Acording to Wikipedia (yes, I know, wikipedia...), this 8.0R earthquake was the srongest earthquake that occured during that year. The fatalities of this earthquake were just 2. On the other hand the most fatal earthquake that took place in 1903 was with a Magnitude of 6.3R in Ottoman Empire, Turkey, Mus Province, where there have been counted 3560 deaths. Let us take a quick look where this Mus Province is and how far is it from Greece, the country of our interest in this analysis.

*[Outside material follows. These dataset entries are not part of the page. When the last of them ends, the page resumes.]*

PR #1708, opened 2021-01-20
Integrate `pandas` version 1.2.0

### LINKED ISSUE #1618: Integrate `pandas` version 1.2.0
When `pandas` version 1.2.0 was released our unit tests across the board broke. This was a rather large update with some API changes and dependency changes. This issue tracks the following:

- investigating what needs to be changed within evalml to integrate pandas 1.2.0 
- fixing evalml unit tests to work with pandas 1.2.0
- uncapping the the pandas version in `core-requirements.txt`

angela97lin:
Closes #1618

### DIFF
--- a/evalml/pipelines/components/transformers/preprocessing/datetime_featurizer.py
+++ b/evalml/pipelines/components/transformers/preprocessing/datetime_featurizer.py
@@ -3,7 +3,7 @@ from evalml.utils.gen_utils import (
     _convert_to_woodwork_structure,
     _convert_woodwork_types_wrapper
 )
-
+import pandas as pd
 
 def _extract_year(col, encode_as_categories=False):
     return col.dt.year, None
@@ -99,7 +99,7 @@ class DateTimeFeaturizer(Transformer):
             for feature in features_to_extract:
                 name = f"{col_name}_{feature}"
                 features, categories = self._function_mappings[feature](X_t[col_name], self.encode_as_categories)
-                X_t[name] = features
+                X_t[name] = pd.Series(features)
                 if categories:
                     self._categories[name] = categories
         return X_t.drop(self._date_time_col_names, axis=1)
--- a/evalml/pipelines/components/transformers/preprocessing/time_series.py
+++ b/evalml/pipelines/components/transformers/preprocessing/time_series.py
@@ -92,7 +92,7 @@ class DelayedFeatureTransformer(Transformer):
                 col = X[col_name]
                 if col_name in categorical_columns:
                     col = X_categorical[col_name]
-                X = X.assign(**{f"{col_name}_delay_{t}": col.shift(t) for t in range(1, self.max_delay + 1)})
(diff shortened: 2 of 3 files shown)


evalml/tests/utils_tests/test_gen_utils.py
```diff
@@ -215,17 +215,17 @@ def _check_equality(data, expected, check_index_type=True):
         pd.testing.assert_frame_equal(data, expected, check_index_type)
 
 
-@pytest.mark.parametrize("data,num_to_pad,expected",
-                         [(pd.Series([1, 2, 3]), 1, pd.Series([np.nan, 1, 2, 3])),
+@pytest.mark.parametrize("data, num_to_pad, expected",
```
bchen1116, line 218: nit: I didn't realize you can add spaces here, but I'd personally prefer no spaces to keep the formatting consistent with the other tests we have in other files

bchen1116 (commented):
If I'm understanding this correctly, pandas' `value_counts` method now first orders them by frequency (in descending order), then to break ties, it takes the order of occurrence into account? 

Does that mean in your example in the description, `currency_NAD`, `currency_HTG`, and `currency_PAB` occur as frequently as `currency_MOP`, `currency_MUR`, `currency_NIS` in the new encoding, but that the first 3 occur AFTER the second 3 in the original input data? 

Just wanted to check I am understanding this properly.

angela97lin:
@bchen1116 Correct! `value_counts` always sorted by frequency first but now breaks ties based on their occurrence in the original data, so the test cases that required updates are when the frequencies were equivalent.

bchen1116 (approved):
@angela97lin got it! looks good to me then!

evalml/tests/utils_tests/test_gen_utils.py
```diff
@@ -215,17 +215,17 @@ def _check_equality(data, expected, check_index_type=True):
...
+                         [(pd.Series([1, 2, 3]), 1, pd.Series([np.nan, 1, 2, 3], dtype="Float64")),
```
gsheni, line 219: You can also do `dtype=pd.Float64Dtype()` to make it clear that you are using the new Nullable Float Dtype/.

Note that would be different than `dtype=float64` (regular, pandas float64, not new dtype)

chukarsten (approved):

evalml/tests/utils_tests/test_gen_utils.py
angela97lin: Do you know if it's any different from using the string or is it more stylistic in nature? I was more inclined to use the string version since that's primarily what we've been doing for "Int64" but could file something to update our instances to use an instance of the actual pandas dtype object :)

gsheni: Not sure if it's any different, it might be more stylistic in nature. You can also do `pd.Int64Dtype()`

my_map_2 = folium.Map(location=[39.14, 42.65], zoom_start = 4, 
                    control_scale = True)

folium.Marker(
    location=[39.14, 42.65],
    popup="Monday, 28 April 1903 (01:30) ~ 8.0 R",
    icon=folium.Icon(icon="glyphicon glyphicon-star-empty", color= 'red')
).add_to(my_map_2)

my_map_2

df = px.data.iris()

fig.px.scatter(data_0, x = 'Month', y = 'Year', color = 'Magnitude(R)', title = 'Magnitude of the reported earthquakes, by Month and by Year (1901 - 2018)' )

fig.show()

From the scatterplot presented just above, we can clearly derive the following conclusion. As the years pass by, less powerful earthquakes start to appear more frequent. This is a result of the technological evolution. As years pass by, human try to achieve perfection in everything, as a result, seismographic machines are evoluting along with the idea of perfection. Hence, newer seismographic machines have more capabilities and much higher sensitivity. This is the main resaon that lately are more earthquakes reported than in the older times, and even less powerful ones.